# Wedding



## photopro379 (Jul 8, 2013)

Hello all! I am a brand new poster to this forum that can use some advice. i have fell in love with photography and recently quit my job to follow my dream of becoming a full time photographer. I've only taken a couple of portraits for friends so far, but my cousin asked if I would take pictures at her wedding.  The problem is that I have no idea what to charge. I am thinking $100 for a cd of pictures. Does that sound right?


----------



## Stacylouwho (Jul 8, 2013)

I have a similar situation with a friend. I am doing it as my gift to her to make it less awkward. After seeking advice on here and everywhere else, you are probably going to hear a lot you don't want to.. But It is doable for sure. I have a friend on here that has done it.. but he prepared himself for it. I also have a friend photographer I second shot with last month at a wedding. It was a wealth of information and experience I think was very beneficial to me, for the wedding I will be shooting in Sept. Which will be my first as the main photographer. Seriously you have to do a lot of research and know how the day is going to play out... make a schedule! It is slow at first, but once the ceremony starts, it kicks into high gear and you need to be overly prepared and on your game. Are you going to be the only one?


----------



## tirediron (Jul 8, 2013)

There are a myriad of calculations that go into determining what to charge for any event.  There's no standard fee.  Your costs and thus your prices are going to be very different from mine.  I will tell you though that as far as weddings go, $100 wouldn't even cover my fees a single bride & groom formal.


----------



## The_Traveler (Jul 8, 2013)

this has got to be a troll.


----------



## photopro379 (Jul 8, 2013)

The_Traveler said:
			
		

> this has got to be a troll.



Not a troll. I just want to keep my costs down for family. I would do I for free, but she insists on paying me something.


----------



## Stacylouwho (Jul 8, 2013)

The_Traveler said:


> this has got to be a troll.


I can't understand how you are a supporting member.. Do you ever support members?


----------



## photopro379 (Jul 8, 2013)

Stacylouwho said:
			
		

> I have a similar situation with a friend. I am doing it as my gift to her to make it less awkward. After seeking advice on here and everywhere else, you are probably going to hear a lot you don't want to.. But It is doable for sure. I have a friend on here that has done it.. but he prepared himself for it. I also have a friend photographer I second shot with last month at a wedding. It was a wealth of information and experience I think was very beneficial to me, for the wedding I will be shooting in Sept. Which will be my first as the main photographer. Seriously you have to do a lot of research and know how the day is going to play out... make a schedule! It is slow at first, but once the ceremony starts, it kicks into high gear and you need to be overly prepared and on your game. Are you going to be the only one?

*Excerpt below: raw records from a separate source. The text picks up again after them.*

PR #124, opened 2019-01-11
Implement memory with testcase

AgwaB:
details:
After some review, i'll implement testcase...
Because the memory usage logic is more than I expected, so I think I need to change gradually.

[task detail...]
Implement memory

### DIFF
--- a/vm/memory.go
+++ b/vm/memory.go
@@ -1,0 +1,150 @@
+// Copyright 2015 The go-ethereum Authors
+// This file is part of the go-ethereum library.
+//
+// The go-ethereum library is free software: you can redistribute it and/or modify
+// it under the terms of the GNU Lesser General Public License as published by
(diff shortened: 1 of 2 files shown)


vm/memory.go
```diff
@@ -0,0 +1,133 @@
...
+import (
+	"fmt"
+	"math/big"
+
+	"github.com/ethereum/go-ethereum/common/math"
+	"github.com/pkg/errors"
+)
+
+var ErrInvalidMemory = errors.New("Invalid memory reference")
+
```
junbeomlee, line 45: `"github.com/pkg/errors"` should be `"errors"`

junbeomlee:
Put DE-labtory license below the ethereum licence!

junbeomlee (approved):

junbeomlee:
Nice work!

PR #128, opened 2019-01-14
Add contract proto

AgwaB:
details:
Add contract proto

`Contract` contains information about the function that the user called.
I think we should talk more with the compiler... @hihiboss  @junbeomlee

### DIFF
--- a/vm/contract.go
+++ b/vm/contract.go
@@ -1,0 +1,34 @@
+/*
+ * Copyright 2018 De-labtory
+ *
+ * Licensed under the Apache License, Version 2.0 (the "License");
+ * you may not use this file except in compliance with the License.
+ * You may obtain a copy of the License at
+ *
+ * https://www.apache.org/licenses/LICENSE-2.0
+ *
+ * Unless required by applicable law or agreed to in writing, software
+ * distributed under the License is distributed on an "AS IS" BASIS,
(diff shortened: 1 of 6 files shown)


vm/contract.go
```diff
@@ -0,0 +1,29 @@
...
+ * Unless required by applicable law or agreed to in writing, software
+ * distributed under the License is distributed on an "AS IS" BASIS,
+ * WITHOUT WARRANTIES OR CONDITIONS OF ANY KIND, either express or implied.
+ * See the License for the specific language governing permissions and
+ * limitations under the License.
+ */
+
+package vm
+
+type Contract struct {
```
hihiboss, line 19: If there are comments for `Code` and `Input`, it would be better.

AgwaB: I added that!

vm/vm_test.go
```diff
@@ -17,9 +17,10 @@
 package vm
 
 import (
-	"reflect"
 	"testing"
 
+	"reflect"
+
 	"github.com/DE-labtory/koa/opcode"
 	"github.com/stretchr/testify/assert"
```
joomanzi: still we use this lib?

AgwaB: Maybe i made a mistake... :( 
thx!!

PR #134, opened 2019-01-14
Fix condition of parseBooleanLiteral & Remove stretchr test module

### LINKED ISSUE #131: [parser] fix parseBooleanLiteral func
```
func parseBooleanLiteral(buf TokenBuffer) (ast.Expression, error) {
	token := buf.Read()

	if token.Type != Bool {
		return nil, parseError{
			token.Type,
			fmt.Sprintf("parseBooleanLiteral() error - %s is not bool", token.Val),
		}
	}
        ...
}
```
I think `token.Type != Bool` condition should be changed. In this condition we should check whether `token.Type` is `True` or `False` not `Bool`. In addition we don't need `Bool` type in TokenType

zeroFruit:
resolved: #131 

* Fix condition of `parseBooleanLiteral`  
* Removed `Bool` token type
* Remove test modules from `vm_test.go`

- [x] Test case

### DIFF
--- a/parse/parser.go
+++ b/parse/parser.go
@@ -319,7 +319,7 @@ func parseIntegerLiteral(buf TokenBuffer) (ast.Expression, error) {
 func parseBooleanLiteral(buf TokenBuffer) (ast.Expression, error) {
 	token := buf.Read()
 
-	if token.Type != Bool {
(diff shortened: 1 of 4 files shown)


boohyunsik (approved):
LGTM

PR #139, opened 2019-01-14
Fix expectNext when successfully done, buffer Read() called

boohyunsik:
I fixed expectNext to buffer read.
But I think that we should modify "Boolean token type" to "Bool".
(@zeroFruit fixed that "True" and "False")

Because,
1. I feel difficulty when fixing parseBooleanLiteral(). It check 2 boolean type.
2. Every variable like Int and String uses "Int", "String" to their token type.
I think "true", and "false" use just "Bool" type is make sense.
How about that?


zeroFruit (approved):
lgtm!

junbeomlee (approved):

PR #140, opened 2019-01-15
AST String() func, tc and changed AST node structure

### LINKED ISSUE #132: [ast] we need test cases of AST String()
actually lots of bugs are hide in `ast.go` String(). So I think we need test cases for `String()`

zeroFruit:
resolved: #132 

* Add AST String() tc
* Changed Operator struct
* Changed Datastructure struct
* Changed BooleanLiteral struct

- [x] Test case

### DIFF
--- a/ast/ast.go
+++ b/ast/ast.go
@@ -75,6 +75,21 @@ const (
 	NOT_EQ                // !=
 )
 
+var OperatorTypeMap = map[OperatorType]string{
+	Plus:     "PLUS",
+	Minus:    "MINUS",
+	Bang:     "BANG",
+	Asterisk: "ASTERISK",
+	Slash:    "SLASH",
+	Mod:      "MOD",
+	LT:       "LT",
+	GT:       "GT",
+	LTE:      "LTE",
+	GTE:      "GTE",
+	EQ:       "EQ",
+	NOT_EQ:   "NOT_EQ",
+}
+
 type OperatorVal string
 
 // Operator represent operator between expression
@@ -90,7 +105,7 @@ func (o Operator) String() string {
 type DataStructureType int
 
 func (dst DataStructureType) String() string {
-	return strconv.Itoa(int(dst))
+	return DataStructureTypeMap[dst]
 }
 
 const (
@@ -99,6 +114,12 @@ const (
 	String
 	Bool
 )
+
+var DataStructureTypeMap = map[DataStructureType]string{
+	Int:    "INT",
+	String: "STRING",
+	Bool:   "BOOL",
+}
 
 type DataStructureVal string
 
--- a/ast/ast.go
+++ b/ast/ast.go
@@ -57,25 +57,26 @@ func (i *Identifier) String() string {
 
 func (i *Identifier) produce() {}
 
-type OperatorType int
+// Operator represent operator between expression
+type Operator int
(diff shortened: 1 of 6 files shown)


ast/ast.go
```diff
@@ -57,64 +57,63 @@ func (i *Identifier) String() string {
...
+// DataStructure represent identifier's data structure
+// e.g. string, int, bool
+type DataStructure int
 
 const (
-	_ DataStructureType = iota
-	Int
-	String
-	Bool
+	_ DataStructure = iota
```
hihiboss, line 103: This looks better than `DataStructureType`!

ast/ast.go
```diff
@@ -202,18 +200,27 @@ func (il *IntegerLiteral) String() string {
...
 }
 
+type BooleanType int
+
+const (
+	False BooleanType = iota
+	True
+)
+
+var BooleanTypeMap = map[BooleanType]string{
```
hihiboss: Why did you create `BooleanTypeMap` without using string `true` or `false`?

parse/parser_internal_test.go
```diff
@@ -386,29 +386,28 @@ func TestParseBooleanLiteral(t *testing.T) {
...
-				t.Fatalf("test[%d] - TestParseBooleanLiteral() wrong result. expected=%s, got=%s",
-					i, test.expected, exp.String())
-			}
+		lit, ok := exp.(*ast.BooleanLiteral)
+		if err == nil && !ok {
+			t.Fatalf("test[%d] - TestParseBooleanLiteral() returned expression is not *ast.BooleanLiteral", i)
+		}
+
+		if err == nil && lit.String() != test.expected.String() {
+			t.Fatalf("test[%d] - TestParseBooleanLiteral() wrong result. expected=%s, got=%s",
```
hihiboss: How about `t.Fatalf("test[%d] - TestParseBooleanLiteral() wrong result. expected=\"%s\", got=\"%s\"", i, test.expected, lit.String())`?

boohyunsik: I also think it has more readability. (in console)

zeroFruit: 👍

ast/ast.go
zeroFruit: At first thought this map is for keeping consistency with data structure or operator. And booleanLiteral `String()` method become much simple.

But on second thought, this can be style issue and I think there's no answer :) what do you think? which one looks better?

boohyunsik: It is just my opinion, 'int' and 'string', 'boolean' is same context.
We don't create IntType, StringType and we don't implement those struct in IntegerLiteral, StringLiteral.
These, only have their value. So, why does booleanLiteral have its type value?
I think it would be more complicated.

hihiboss (approved):
LGTM!

ast/ast.go
```diff
@@ -210,10 +208,7 @@ type BooleanLiteral struct {
 func (bl *BooleanLiteral) produce() {}
 
 func (bl *BooleanLiteral) String() string {
-	if bl.Value {
-		return "true"
-	}
-	return "false"
+	return strconv.FormatBool(bl.Value)
```
boohyunsik, line 211: Good!

PR #141, opened 2019-01-16
Add pop operation

### LINKED ISSUE #125: [vm] Implement opcode Pop
Detail
Implement opcode Pop

Reference
https://github.com/ethereum/go-ethereum/blob/master/core/vm/instructions.go

hea9549:
resolved: #125 

details: implement pop opcode

I made a pop of vm. But I don't know if this is necessary.

- [x] Test case

### DIFF
--- a/vm/vm.go
+++ b/vm/vm.go
@@ -200,8 +200,8 @@ func (not) hex() []uint8 {
 	return []uint8{uint8(opcode.NOT)}
 }
 
-// TODO: implement me w/ test cases :-)
 func (pop) Do(stack *stack, _ asmReader) error {
+	_ = stack.pop()
 	return nil
 }
 
--- a/vm/asm.go
+++ b/vm/asm.go
@@ -26,6 +26,7 @@ var opCodes = map[opcode.Type]opCode{
 	opcode.Sub:  sub{},
 	opcode.Div:  div{},
 	opcode.Mod:  mod{},
+	opcode.Pop:  pop{},
 	opcode.Push: push{},
 	opcode.LT:   lt{},
 	opcode.GT:   gt{},
--- a/vm/vm_test.go
+++ b/vm/vm_test.go
@@ -350,9 +350,28 @@ func TestNOT(t *testing.T) {
 	}
 }
 
-// TODO: implement test cases :-)
 func TestPop(t *testing.T) {
+	testByteCode := makeTestByteCode(
+		uint8(opcode.Push), int32ToBytes(1),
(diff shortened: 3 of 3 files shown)


vm/vm.go
```diff
@@ -200,8 +201,11 @@ func (not) hex() []uint8 {
 	return []uint8{uint8(opcode.NOT)}
 }
 
-// TODO: implement me w/ test cases :-)
 func (pop) Do(stack *stack, _ asmReader) error {
+	if stack.len() == 0 {
+		return ErrStackEmpty
+	}
+	_ = stack.pop()
```
boohyunsik, line 204: if pop retuns err, why don't you return err?

hea9549: Do you mean stack.pop() throws an error? stack.pop() does not return an error.

boohyunsik: ah, I misunderstood :-D

boohyunsik (approved):
LGTM :-)

hihiboss:
Is it really fine just removing item??

@hea9549 @boohyunsik  @zeroFruit @leesd556 @junbeomlee

leesd556:
@hihiboss 
I think it should be discussed especially with the compiler!

1. Is it ok just pop without error handling?
 -> EVM don't handle that error. why?

2. Is it ok just removing item ?
 -> EVM uses `intPool`, a temporary stack storage. why?

I'll register it to issue!

AgwaB (changes requested):
@hihiboss 
I think it should be discussed especially with the compiler!

1. Is it ok just pop without error handling?
 -> EVM don't handle that error. why?

2. Is it ok just removing item ?
 -> EVM uses `intPool`, a temporary stack storage. why?

I'll register it to issue!

hihiboss:
@leesd556 

Ok. Thank you!

hea9549:
> @hihiboss
> I think it should be discussed especially with the compiler!
> 
> 1. Is it ok just pop without error handling?
>    -> EVM don't handle that error. why?
> 2. Is it ok just removing item ?
>    -> EVM uses `intPool`, a temporary stack storage. why?
> 
> I'll register it to issue!

1. I submit issue about this #150 

2. I found lot's of article about intpool. In my opinion, an intpool is simply used for reuse. also written in evm's intpool.go
```
// intPool is a pool of big integers that
// can be reused for all big.Int operations.
```
It is used to reuse objects without creating new ones.

AgwaB (approved):

PR #143, opened 2019-01-17
Fix error messages showing line and column

### LINKED ISSUE #133: [parser] Fix returning error format
In parser.go, formats of returning error are different each other.
I mean, some returning error statement is like below,
return fmt.Sprintf("....")
it is not containing "%s" or "%v".

boohyunsik:
resolved: #133 

Fix error messages showing their line and column.

### DIFF
--- a/parse/parser.go
+++ b/parse/parser.go
@@ -124,12 +124,12 @@ func nextTokenIs(buf TokenBuffer, t TokenType) bool {
 // type of token we want, and if true then return it
 // otherwise return with error
 func expectNext(buf TokenBuffer, t TokenType) error {
-	nextType := buf.Peek(CURRENT).Type
-	if nextType != t {
+	tok := buf.Peek(CURRENT)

Thanks Stacy! I do understand. Yes I will be the only one.


----------



## photopro379 (Jul 8, 2013)

tirediron said:
			
		

> There are a myriad of calculations that go into determining what to charge for any event.  There's no standard fee.  Your costs and thus your prices are going to be very different from mine.  I will tell you though that as far as weddings go, $100 wouldn't even cover my fees a single bride & groom formal.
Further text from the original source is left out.